Dáil Éireann Debate, Thursday - 8 November 2012

Thursday, 8 November 2012

Questions (56, 62)

Mary Lou McDonald

Question:

56. Deputy Mary Lou McDonald asked the Minister for Health the position regarding the Health Service Executive negotiations with representatives of hospital consultants; and if he will make a statement on the matter. [48971/12]

View answer

Seamus Kirk

Question:

62. Deputy Seamus Kirk asked the Minister for Health the latest developments regarding hospital consultants' working practices; and if he will make a statement on the matter. [48943/12]

View answer

Written answers

I propose to take Questions Nos. 56 and 62 together.

The measures agreed between health service management and the consultant representative bodies at the Labour Relations Commission in September will allow for very significant reforms in how services are delivered and will ultimately lead to improved outcomes for users of the services. The agreement encompasses a range of flexibilities centred on enhancing productivity and efficiency on an ongoing basis and on maximising the availability of consultants, as key clinical decision-makers. Health service managers are proceeding with implementation of these measures as appropriate to each site and service, with effect from 5 November, in line with the procedures provided for in the Public Service Agreement.
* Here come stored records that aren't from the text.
Issue #113, opened 2016-11-03
Lots of build dependencies


ml31415:
npm, tornado, ... All I want is some nicer git diffs. Does it really need to have all these dependencies for that, no way to have that optional?

vidartf:
It should be possible to make the web tools as an optional feature (extras_require), or separate it out. Not sure what is the best way to achieve this.

vidartf:
I think the `--skip-npm` option for the install is as far as we're going to take this, together with the fact that releases (sdist/bdist) will not require `npm`. The tornado dependency will not be made optional, as it is so commonly required by other notebook tools as well.

PR #137, opened 2016-11-21
Add setup.py option --skip-npm

martinal:
Usage:

  pip install . --install-option="--skip-npm"

Addresses https://github.com/jupyter/nbdime/issues/113

Maybe there's a more standard way of doing this but this works.
Also nice while working only on python parts as the npm install is really slow.

### DIFF
--- a/setup.py
+++ b/setup.py
@@ -37,6 +37,7 @@ from distutils.core import setup
 from distutils.cmd import Command
 from distutils.command.build import build
 from distutils.command.sdist import sdist
+from distutils.spawn import find_executable
 
 pjoin = os.path.join
 here = os.path.abspath(os.path.dirname(__file__))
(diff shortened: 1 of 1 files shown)


setup.py
```diff
@@ -49,6 +50,17 @@
 ]
 
 
+if "--skip-npm" in sys.argv:
+    print("Skipping install of webtools as requested.")
+    skip_npm = True
+    sys.argv.remove("--skip-npm")
+elif not find_executable("npm"):
+    print("No npm found, skipping install of webtools.")
+    skip_npm = True
```
minrk: We should be careful about this - sdist should fail if npm is unavailable. Simiarly, install should fail if npm is unavailable and built js isn't present.

minrk: Thanks

PR #139, opened 2016-11-21
Improve  `attachments` cell field handling

vidartf:
Improves support for the `attachments` field in the python code (http://nbformat.readthedocs.io/en/latest/format_description.html#cell-attachments). Includes changes to the `prettyprint` code in order to detect attachments fields and apply base64 snipping to its mime data.

Support in the web-code will be added in a separate PR.

### DIFF
--- a/nbdime/diffing/notebooks.py
+++ b/nbdime/diffing/notebooks.py
@@ -144,7 +144,8 @@ def diff_single_outputs(a, b, path="/cells/*/output/*",
 _split_mimes = ('text/', 'image/svg+xml', 'application/javascript', 'application/json')
 
 
-def diff_mime_bundle(a, b, path=None):
+def diff_mime_bundle(a, b, path=None,
+                     predicates=None, differs=None):
     di = MappingDiffBuilder()
 
     akeys = set(a.keys())
@@ -194,6 +195,8 @@ notebook_differs = defaultdict(lambda: diff, {
     "/cells/*": diff,
     "/cells/*/outputs": diff_sequence_multilevel,
     "/cells/*/outputs/*": diff_single_outputs,
+    "/cells/*/attachments": diff_sequence_multilevel,
+    "/cells/*/attachments/*": diff_mime_bundle,
     })
 
 
--- a/nbdime/diffing/notebooks.py
+++ b/nbdime/diffing/notebooks.py
@@ -120,7 +120,6 @@ def diff_single_outputs(a, b, path="/cells/*/output/*",
     assert path == "/cells/*/outputs/*"
     assert a.output_type == b.output_type
 
-    # TODO: Handle output diffing with plugins? I.e. image diff, svg diff, json diff, etc.
     if a.output_type in ("execute_result", "display_data"):
         di = MappingDiffBuilder()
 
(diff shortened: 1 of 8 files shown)


nbdime/prettyprint.py
```diff
@@ -72,9 +72,9 @@ def present_dict_no_markup(prefix, d, exclude_keys=None):
                 pp.append(prefix + key + ':')
                 pp.extend(present_value(value_prefix, value))
             else:
-                pp.append(prefix + '%s: %s' % (key, value))
+                pp.extend(present_value(prefix + key + ': ', value))
         else:
-            pp.append(prefix + '%s: %s' % (key,  value))
+            pp.extend(present_value(prefix + key + ': ', value))
```
martinal: This is not what prefix is for, and besides I've rewritten the prettyprinting in another branch, so if you can drop this change it will make the merging cleaner later.

martinal: Nevermind. I'll incorporate the features you add below in this file in the new prettyprinting code so when the merge comes I can just drop your version and pick mine. You don't have to change this PR.

martinal:
If you wonder what's behind the tests failing here, it's that sequencematcher in difflib requires items in a list to be hashable. Strings and tuples are hashable, lists and dicts (and apparently 'slices') are not.

nbdime/prettyprint.py
vidartf: Ah, I see. Just note that this specific change was done to prevent base64 strings not being snipped properly.

vidartf:
Actually, the test failure was because I asked it to use a sequence matcher on an object (its trying to slice a dict).

nbdime/diffing/notebooks.py
```diff
@@ -194,6 +195,8 @@ def diff_mime_bundle(a, b, path=None):
     "/cells/*": diff,
     "/cells/*/outputs": diff_sequence_multilevel,
     "/cells/*/outputs/*": diff_single_outputs,
+    "/cells/*/attachments": diff_sequence_multilevel,
+    "/cells/*/attachments/*": diff_mime_bundle,
```
vidartf: These guys will not work as they should since `attachments` is a dict of named bundles so:
 - `diff_sequence_multilevel` doesn't make sense
 - `"/cells/*/attachments/*"` will never match, as currently star only matches list indices (I think?)

martinal: I suggest adding a diff_attachments, don't think it will be hard?

martinal: I suggest adding a diff_attachments, don't think it will be hard?

vidartf: Agreed, do you want me to push it to the branch of this PR?

martinal: Please do.

vidartf: I started working on it, and a major question appeared: If someone has renamed an attachment (identical or short edit of content, but different key), how can we represent this? For normal notebook content this is maybe not so relevant, but this would be likely for attachments. Should we introduce a `rename` diff op?

vidartf: (or more generally a `move` op, but a move op for arrays is likely to add more complexity)

martinal: I'm inclined to skip that at least for now, we should focus on polishing and making existing features robust now. Agree that a rename op would be much easier than an array move op though, but it still needs to be handled across quite a few places in the codebase.

vidartf: Pushed.

PR #140, opened 2016-11-21
Fix bug in merge for base=[y,z], local=[x,z], remote=[x,y].

martinal:


vidartf:
For future reference, the conclusion was that the removed code was part of an earlier attempt at solving addrange+removerange vs addrange+removerange conflicts (AR/AR in notation used in code), but is not needed as we currently only use it for AR/A conflicts.

PR #145, opened 2016-11-25
simplify conditions in setup.py

minrk:
There should be fewer different circumstances to handle:

- always use setuptools
- disable implicit bdist_egg (this is the main reason to avoid setuptools)
- wrap build_ext instead of build & develop (build_ext is called before both)

- simplify skip_npm handling: perform the skip in the npm-using commands, rather than changing what commands exist.

### DIFF
--- a/setup.py
+++ b/setup.py
@@ -210,7 +210,7 @@ class bdist_egg_disabled(bdist_egg):
 
 
 cmdclass = dict(
-    build_ext  = js_prerelease(build_ext),
+    build_ext = js_prerelease(build_ext),
     sdist  = js_prerelease(sdist, strict=True),
     jsdeps = combine_commands(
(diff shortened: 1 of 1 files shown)


setup.py
```diff
@@ -193,24 +199,27 @@ def run(self):
...
+    Prevents setup.py install performing setuptools' default easy_install,
+    which it should never ever do.
+    """
+    def run(self):
+        sys.exit("Aborting implicit building of eggs. Use `pip install .` to install from source.")
+
+
+cmdclass = dict(
+    build_ext  = js_prerelease(build_ext),
+    sdist  = js_prerelease(sdist, strict=True),
```
vidartf: Maybe add `bdist_wheel` with `strict=True` as well?

minrk: ✔️

PR #149, opened 2016-11-28
Add NOTSET choice for --log-level and set default to INFO.

martinal:
@minrk consider including this change or not, depending on your current log changes! Maybe the default should still be warning.


vidartf:
The default as `INFO` is already in. After looking into it, `NOTSET` doesn't really make sense from CLI (its end effect will be equal to `DEBUG`).

PR #150, opened 2016-11-28
Mergetool command

### LINKED ISSUE #88: Script/alias to run mergetool on notebooks
While git tools cannot selectively be run on certain file extensions, the following command is very useful, and we should maybe make a command for it?

```
git mergetool --tool=nbdimeweb *.ipynb
```

Which basically leverages the optional file field of the `git mergetool` command, and the fact that it accepts wildcards.

Suggestions for command name if we implement this?

vidartf:
- Adds `nbdime` as console entry point to main dispatch.
 - Renames main dispatch sub-commands (removes `nb` prefix).
 - Adds main dispatch sub-command (`mergetool`)

Fixes #88.

### DIFF
--- a/nbdime/__main__.py
+++ b/nbdime/__main__.py
@@ -7,6 +7,7 @@ from __future__ import unicode_literals
 from __future__ import print_function
 
 import sys
+COMMANDS = ["show", "diff", "merge", "patch", "diff-web", "merge-web"]
 
 
 def main_dispatch(args=None):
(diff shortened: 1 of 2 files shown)


vidartf:
Rebased after #151 .

nbdime/__main__.py
```diff
@@ -7,34 +7,46 @@
...
+    if cmd == "show":
         from nbdime.nbshowapp import main
-    elif cmd == "nbdiff":
+    elif cmd == "diff":
         from nbdime.nbdiffapp import main
-    elif cmd == "nbmerge":
+    elif cmd == "merge":
         from nbdime.nbmergeapp import main
-    elif cmd == "nbpatch":
+    elif cmd == "patch":
```
martinal: Maybe remove patch here. We're not currently planning on implementing fuzzy patching, so it's not very useful and doesn't behave as users would expect from outside diff/patch experience.

vidartf: Done!

PR #151, opened 2016-11-28
Update logging and entrypoints

minrk:
- remove non-web git diff/merge tools (and remove web from names of remaining diff/merge tools)
- consolidate init_logging calls
- trigger set_nbdime_log_level automatically with argparse Action
- expose `nbdime.log.info,error,etc.` log functions
- remove nbpatch entrypoint (leave code alone)


vidartf:
Looks ok!

PR #153, opened 2016-11-28
Merge strategies CLI

### LINKED ISSUE #19: Add merge strategy options
For example git merge has options like 'use ours'/'use theirs' to force conflict resolution, and we can add notebook-specific merge options like 'clean all notebook output', 'clean conflicting notebook output', 'join conflicting notebook output', and many more. We should sketch some use cases to figure out which options will be useful and try to keep the set small.

vidartf:
Refactor the CLI for merge strategies.
 - Limit applicable CLI merge strategies to "use-base", "use-local", "use-remote", "union",  or "inline".
 - Functions also accept "mergetool" as strategy.
 - Flag `--no-ignore-transients` : Disallow clearing/ignoring of transient data on conflicts.
 - Added `--input-strategy`/`--output-strategy`, that takes the same values as `--merge-strategy`, but will override strategy for source/outputs, respectively.

Fixes #19.

### TODO:
 - [x] Add tests for input/output strategies.
 - [x] Add tests for interplay between various flags and options (order of precedence).
 - [x] Document interface

### DIFF
--- a/nbdime/args.py
+++ b/nbdime/args.py
@@ -101,7 +101,7 @@ def add_merge_args(parser):
         dest='ignore_transients',
         action="store_false",
         default=True,
-        help="Allow deletion of transient data such as outputs and "
+        help="Disallow deletion of transient data such as outputs and "
              "execution counts in order to resolve conflicts.")
 
 
--- a/nbdime/args.py
+++ b/nbdime/args.py
@@ -78,16 +78,29 @@ def add_diff_args(parser):
 def add_merge_args(parser):
     """Adds a set of arguments for commands that perform merges.
     """
-    from .merging.notebooks import generic_conflict_strategies
+    from .merging.notebooks import cli_conflict_strategies
     parser.add_argument(
         '-m', '--merge-strategy',
-        default="mergetool",
-        choices=generic_conflict_strategies,
+        default="inline",
+        choices=cli_conflict_strategies,
         help="Specify the merge strategy to use.")
     parser.add_argument(
-        '-i', '--ignore-transients',
-        action="store_true",
-        default=False,
+        '--input-strategy',
+        default=None,
+        choices=cli_conflict_strategies,
+        help="Specify the merge strategy to use for inputs "
+             "(overrides 'merge-strategy' for inputs).")
+    parser.add_argument(
+        '--output-strategy',
+        default=None,
+        choices=cli_conflict_strategies,
+        help="Specify the merge strategy to use for outputs "
+             "(overrides 'merge-strategy' for outputs).")
+    parser.add_argument(
+        '-i', '--no-ignore-transients',
+        dest='ignore_transients',
+        action="store_false",
+        default=True,
         help="Allow deletion of transient data such as outputs and "
              "execution counts in order to resolve conflicts.")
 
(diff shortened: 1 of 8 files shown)


nbdime/args.py
```diff
@@ -78,17 +78,30 @@ def add_diff_args(parser):
...
+        help="Specify the merge strategy to use for inputs "
+             "(overrides 'merge-strategy' for inputs).")
+    parser.add_argument(
+        '--output-strategy',
+        default=None,
+        choices=cli_conflict_strategies,
+        help="Specify the merge strategy to use for outputs "
+             "(overrides 'merge-strategy' for outputs).")
+    parser.add_argument(
+        '-i', '--no-ignore-transients',
```
vidartf: I guess this short notation doesn't really make sense with a negative flag?

vidartf: Removed for now.

vidartf:
Should be read for review now.

nbdime/merging/autoresolve.py
```diff
@@ -414,12 +431,13 @@ def autoresolve_decision_on_dict(dec, base, sub, strategies):
     if strategy is not None:
         decs = strategy2action_dict(sub, le, re, strategy, subpath, dec)
     elif le.op == DiffOp.PATCH and re.op == DiffOp.PATCH:
+        assert False
```
martinal: Are we thinking alike if I say this will never happen because patches have previously been popped up to the common path?

nbdime/merging/autoresolve.py
```diff
@@ -474,7 +494,8 @@ def autoresolve_decision(base, dec, strategies):
     elif isinstance(sub, list):
         decs = autoresolve_decision_on_list(dec, base, sub, strategies)
     elif isinstance(sub, string_types):
-        raise NotImplementedError()
+        sub = sub.splitlines(True)
+        decs = autoresolve_decision_on_list(dec, base, sub, strategies)
```
martinal: Should this process the decisions back to a "string context" after resolution in "list context"? Or have you resolved that some other way?

nbdime/args.py
```diff
@@ -78,17 +78,30 @@ def add_diff_args(parser):
...
+             "(overrides 'merge-strategy' for inputs).")
+    parser.add_argument(
+        '--output-strategy',
+        default=None,
+        choices=cli_conflict_strategies,
+        help="Specify the merge strategy to use for outputs "
+             "(overrides 'merge-strategy' for outputs).")
+    parser.add_argument(
+        '--no-ignore-transients',
+        dest='ignore_transients',
```
martinal: Suggestion for alternative name: -s, --strict

nbdime/args.py
```diff
@@ -78,17 +78,30 @@ def add_diff_args(parser):
...
+        action="store_false",
+        default=True,
+        help="Disallow deletion of transient data such as outputs and "
```
martinal: This gives the impression that we delete outputs to resolve conflicts without this flag.

nbdime/merging/autoresolve.py
vidartf: Oh. This one kind of slipped through, but I included it to test that hypothesis, yes.

nbdime/args.py
vidartf: Sounds good to me, as negative flags are always a bit confusing.

nbdime/args.py
vidartf: (in which case we delete the entire cell, and not only the output)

On 6 November, the Labour Court issued its recommendations in relation to three matters which had been referred to it. These concern consultants' current "rest day" arrangements, the fee to consultant psychiatrists for giving a second opinion under the Mental Health Act 2001 and the issue of "historic rest days". Health service management will be taking the necessary steps over the coming weeks to give effect to the Court's recommendations.

I look forward to all consultants embracing the changes agreed at the LRC and complying with the terms of the Labour Court recommendations, in the interests of providing the most appropriate and cost-effective services to patients.